In today’s business environment, where vendors can sometimes provide essential services and
house sensitive business data, managing critical relationships with vendors is more important
than ever. In the financial sector, there is an increase in regulatory oversight surrounding proper
vendor management. The Vendor Management application specified in this document intends to
fill this business need for managing vendors and providing an audit trail for regulators.
This application was initially designed for Ent and is based upon Ent’s vendor management
policies and procedures, and industry best practices. The application is designed to be used by
multiple institutions in a hosted environment, with the intention that Ent would host this
application for use by other Credit Unions.
The application will be a web application built using the latest Microsoft technologies, ASP.NET,
C#, LINQ, and use a SQL Server 2005 backend database.
3. Design Considerations
This section describes many of the issues that will need to be addressed or resolved.
4. Architectural Strategies
4.1. Architectural Style
The system will utilize the modularity of a 3-logic tier architecture in order to separate the
concerns of these distinct functionalities (see Figure 1).

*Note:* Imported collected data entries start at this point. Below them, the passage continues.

PR #596, opened 2026-09-18
Lei/add vpc dhcp options

maximilian1064:
# Description

## Checklist
(For exoscale contributors)

* [ ] Acceptance tests OK


examples/resources/exoscale_vpc/resource.tf
```diff
@@ -3,9 +3,12 @@ locals {
...
 resource "exoscale_vpc" "my_vpc" {
-  zone        = local.zone
-  name        = "my-vpc"
-  description = "My Virtual Private Cloud"
+  zone          = local.zone
+  name          = "my-vpc"
+  description   = "My Virtual Private Cloud"
+  dns_servers   = ["8.8.8.8", "1.1.1.1"]
+  ntp_servers   = ["42.42.42.42", "43.43.43.43"]
+  domain_search = ["my.domain", "their.domain"]
```
aureliar8: Question: would it make sense to have a top-level fields `dhcp_options` which then has three fields in it ?

maximilian1064: I think it's fine to leave the options at top level. I cannot think of any problems. This is also similar to the Cli where we add an optional parameter for each of the dhcp options. LMK if I missed smg.

maximilian1064:
I wasn't aware of the validator but then I saw the discussion in another PR. Is it better to write a validator instead of doing the check in the create/update functions? @exoscale/giza @sauterp

pkg/resources/vpc/datasource.go
```diff
@@ -175,13 +197,17 @@ func (d *DataSource) Read(ctx context.Context, req datasource.ReadRequest, resp
...
-		Name:        types.StringValue(vpc.Name),
-		Zone:        state.Zone,
-		Description: types.StringValue(vpc.Description),
-		Default:     types.BoolValue(vpc.Default != nil && *vpc.Default),
-		Timeouts:    state.Timeouts,
+		ID:           types.StringValue(vpc.ID.String()),
+		Name:         types.StringValue(vpc.Name),
+		Zone:         state.Zone,
+		Description:  types.StringValue(vpc.Description),
+		Default:      types.BoolValue(vpc.Default != nil && *vpc.Default),
```
aureliar8: nit and i know it doesn't come from this PR but the default field can't be nil, thus you can simply dereference here

examples/resources/exoscale_vpc/resource.tf
sauterp: Each of these options can be set independently of the others so I think it's fine if they aren't grouped. If we want to make it very clear to the user that these are DHCP options, then a nested block makes sense. But the attribute descriptions already state that. I don't have a preference, so I'd keep it the way it's now :)

examples/resources/exoscale_vpc/resource.tf
```diff
@@ -3,9 +3,12 @@ locals {
...
 
 resource "exoscale_vpc" "my_vpc" {
-  zone        = local.zone
-  name        = "my-vpc"
-  description = "My Virtual Private Cloud"
+  zone          = local.zone
+  name          = "my-vpc"
+  description   = "My Virtual Private Cloud"
+  dns_servers   = ["8.8.8.8", "1.1.1.1"]
+  ntp_servers   = ["42.42.42.42", "43.43.43.43"]
```
sauterp: I noticed while testing this example that if I set an empty list `[]`, I get permanent drift, meaning I can run `terraform apply` over and over and I get a non-empty plan. Unfortunately the terraform framework that we use distinguishes between empty and null Lists. You can fix it with something like this:
https://github.com/exoscale/terraform-provider-exoscale/pull/585/changes#diff-07a653aa93ddabc2491bca9d612bdde4a28b4159e706b6ebbc2d7d47c2c13a9dR380-R389

sauterp (changes requested):

sauterp:
> I wasn't aware of the validator but then I saw the discussion in another PR. Is it better to write a validator instead of doing the check in the create/update functions? @exoscale/giza @sauterp

IMO you can remove the validation in terraform if we have validation in our API. As was pointed out in the other discussion, it's better to have validation in only one place and centrally if possible.

maximilian1064:
> > I wasn't aware of the validator but then I saw the discussion in another PR. Is it better to write a validator instead of doing the check in the create/update functions? @exoscale/giza @sauterp
> 
> IMO you can remove the validation in terraform if we have validation in our API. As was pointed out in the other discussion, it's better to have validation in only one place and centrally if possible.

Ack. The difference here is that public API already specifies dns/ntp servers as IPv4, while subnet/cidr-block is specified as string. So I don't expect we'll change the type. And if we ever do, we'll need to change the resource code anyway as the egoscale type will change.

Furthermore, in egoscale dns/ntp servers have type net.IP, so it's natural to do some validation like

```go
ip := net.ParseIP(ipStr)
if ip != nil && ip.To4() != nil {
```
when parsing the IPs.

So I would say we can do the validation here.

sauterp:
Yes in this case, since egoscale expects a `net.IP`, we don't have a choice but to parse/validate.

examples/resources/exoscale_vpc/resource.tf
maximilian1064: thx for catching this. [7b55f36](https://github.com/exoscale/terraform-provider-exoscale/pull/596/commits/7b55f36875ae7e68ed67b0e54ce20971a9fc090c)

sauterp (approved):
Thanks!

docs/resources/vpc.md
```diff
@@ -21,9 +21,12 @@ locals {
 }
 
 resource "exoscale_vpc" "my_vpc" {
-  zone        = local.zone
-  name        = "my-vpc"
-  description = "My Virtual Private Cloud"
+  zone          = local.zone
+  name          = "my-vpc"
+  description   = "My Virtual Private Cloud"
+  dns_servers   = ["8.8.8.8", "1.1.1.1"]
```
nerzhul: we cannot put IPv6 DNS ? could be nice if i run rtadvd on my VPC (as we don't provide v6 natively) or if i want to ensure IPv6 are using the external v6 address of my machine ?

What about option conflict there with the DHCP on regular interface outside VPC interfaces ?

maximilian1064: VPC MVP is Ipv4 only, so what we have here are only dhcpv4 options (I probably should make it clear in the doc). We'll add IPv6 support and the relevant dhcp options when we have VPC GA.

It's up to the customer to handle the conflicts (see [this](https://app.shortcut.com/exoscale/story/194226/vpc-allow-customer-to-set-dhcp-options-like-they-do-on-privnet#activity-196456) for potential conflicts for each of these options). This is the same in private networks (https://community.exoscale.com/product/networking/private-network/how-to/dhcp-options/).

aureliar8: >  could be nice if i run rtadvd on my VPC (as we don't provide v6 natively)

For the MVP we actively drop all ipv6 packet that leaves instance on a VPC interface, so you won't be able to do it anyway

pkg/resources/vpc/datasource.go
kobajagi: nil pointer dereference is a panic and API bugs slip in occasionally  :wink: 
That being said, there exists a `types.BoolPointerValue` for this case.

aureliar8: Fair enough, we can add it just in case

docs/resources/vpc.md
nerzhul: ok perfect :) thanks for your feedback

pierre-emmanuelJ (approved):

docs/resources/vpc.md
```diff
@@ -21,9 +21,12 @@ locals {
...
+  ntp_servers   = ["42.42.42.42", "43.43.43.43"]
+  domain_search = ["my.domain", "their.domain"]
```
aureliar8: Maybe I'd suggest to not put those option in this doc. 

In other pages this is where we showcase the simple example, not the most complex one labelhttps://registry.terraform.io/providers/exoscale/exoscale/latest/docs/resources/compute_instance

The fields are still documented in the list of fields, but if a customer want a quick copy paste they don't need it

maximilian1064: [ac4b16e](https://github.com/exoscale/terraform-provider-exoscale/pull/596/commits/ac4b16e21c4a178ccc0afdb070161a6f20f81767)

The business entities and data access layer will utilize the Microsoft Language Integrated
Query (LINQ) technology. LINQ’s builds all of the business entities based off of the design of
the database.
Test Driven Developed (TDD) is the development methodology utilized in this project.
Microsoft Test through Visual Studio 2008 will be utilized for building the unit tests that will
be used for the services layer, where the majority of the business log resides.
One of the requirements is to allow the look and feel of the application to change based on
the institution using the application. Microsoft Master Pages and themes will be used to
implement this feature.
In general the design tries to take advantage as much as possible any Microsoft functionality
available. For example the authentication, object relational mapping (ORM), navigation,
exception management, themes, and configuration management all utilize existing asp.net
technologies.
Application configuration settings will utilize the standard .NET configuration management
libraries, with the majority of the configuration settings contained in the web.config.
Common configuration settings (e.g. database connection string) are contained in a sperate
configuration file called common.config, which is shared between the web application and
the test application, since they both need the same configuration information.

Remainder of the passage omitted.